» **What you are asked to do**
Using the listing below, set down exactly the lines starting at the line that contains "- retry SSH" and ending at the line that contains "So this feature", both included, and no others.

====== Supplied records

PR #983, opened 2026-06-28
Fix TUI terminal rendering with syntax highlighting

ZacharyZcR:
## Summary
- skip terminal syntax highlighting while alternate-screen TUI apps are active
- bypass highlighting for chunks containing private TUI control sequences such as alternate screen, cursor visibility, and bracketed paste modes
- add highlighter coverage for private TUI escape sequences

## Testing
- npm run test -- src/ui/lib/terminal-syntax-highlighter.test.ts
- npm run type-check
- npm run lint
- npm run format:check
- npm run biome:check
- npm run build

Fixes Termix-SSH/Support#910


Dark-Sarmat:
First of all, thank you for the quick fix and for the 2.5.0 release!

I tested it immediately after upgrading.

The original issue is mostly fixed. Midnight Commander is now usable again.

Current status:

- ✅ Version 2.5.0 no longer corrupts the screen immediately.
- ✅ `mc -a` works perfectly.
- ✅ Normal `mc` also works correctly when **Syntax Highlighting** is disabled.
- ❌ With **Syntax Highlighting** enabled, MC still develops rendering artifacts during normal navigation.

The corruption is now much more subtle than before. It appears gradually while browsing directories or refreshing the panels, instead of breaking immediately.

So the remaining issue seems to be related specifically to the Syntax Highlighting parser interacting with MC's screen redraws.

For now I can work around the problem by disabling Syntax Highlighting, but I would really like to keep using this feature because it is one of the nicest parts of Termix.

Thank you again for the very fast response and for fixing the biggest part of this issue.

============
====== Supplied records

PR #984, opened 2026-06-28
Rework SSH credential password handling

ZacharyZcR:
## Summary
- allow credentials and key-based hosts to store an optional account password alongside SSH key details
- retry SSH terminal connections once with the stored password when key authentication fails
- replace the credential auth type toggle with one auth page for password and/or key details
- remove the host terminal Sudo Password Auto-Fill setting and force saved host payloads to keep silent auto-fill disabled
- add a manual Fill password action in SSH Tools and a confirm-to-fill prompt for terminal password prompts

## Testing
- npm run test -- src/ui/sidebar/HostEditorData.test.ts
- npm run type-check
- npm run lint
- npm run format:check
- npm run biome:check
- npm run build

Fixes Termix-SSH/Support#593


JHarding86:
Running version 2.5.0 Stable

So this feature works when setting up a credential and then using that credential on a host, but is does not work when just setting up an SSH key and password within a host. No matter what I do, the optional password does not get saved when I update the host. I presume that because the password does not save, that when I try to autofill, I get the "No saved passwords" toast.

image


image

============

» **Task solution**
- retry SSH terminal connections once with the stored password when key authentication fails
- replace the credential auth type toggle with one auth page for password and/or key details
- remove the host terminal Sudo Password Auto-Fill setting and force saved host payloads to keep silent auto-fill disabled
- add a manual Fill password action in SSH Tools and a confirm-to-fill prompt for terminal password prompts

## Testing
- npm run test -- src/ui/sidebar/HostEditorData.test.ts
- npm run type-check
- npm run lint
- npm run format:check
- npm run biome:check
- npm run build

Fixes Termix-SSH/Support#593


JHarding86:
Running version 2.5.0 Stable

So this feature works when setting up a credential and then using that credential on a host, but is does not work when just setting up an SSH key and password within a host. No matter what I do, the optional password does not get saved when I update the host. I presume that because the password does not save, that when I try to autofill, I get the "No saved passwords" toast.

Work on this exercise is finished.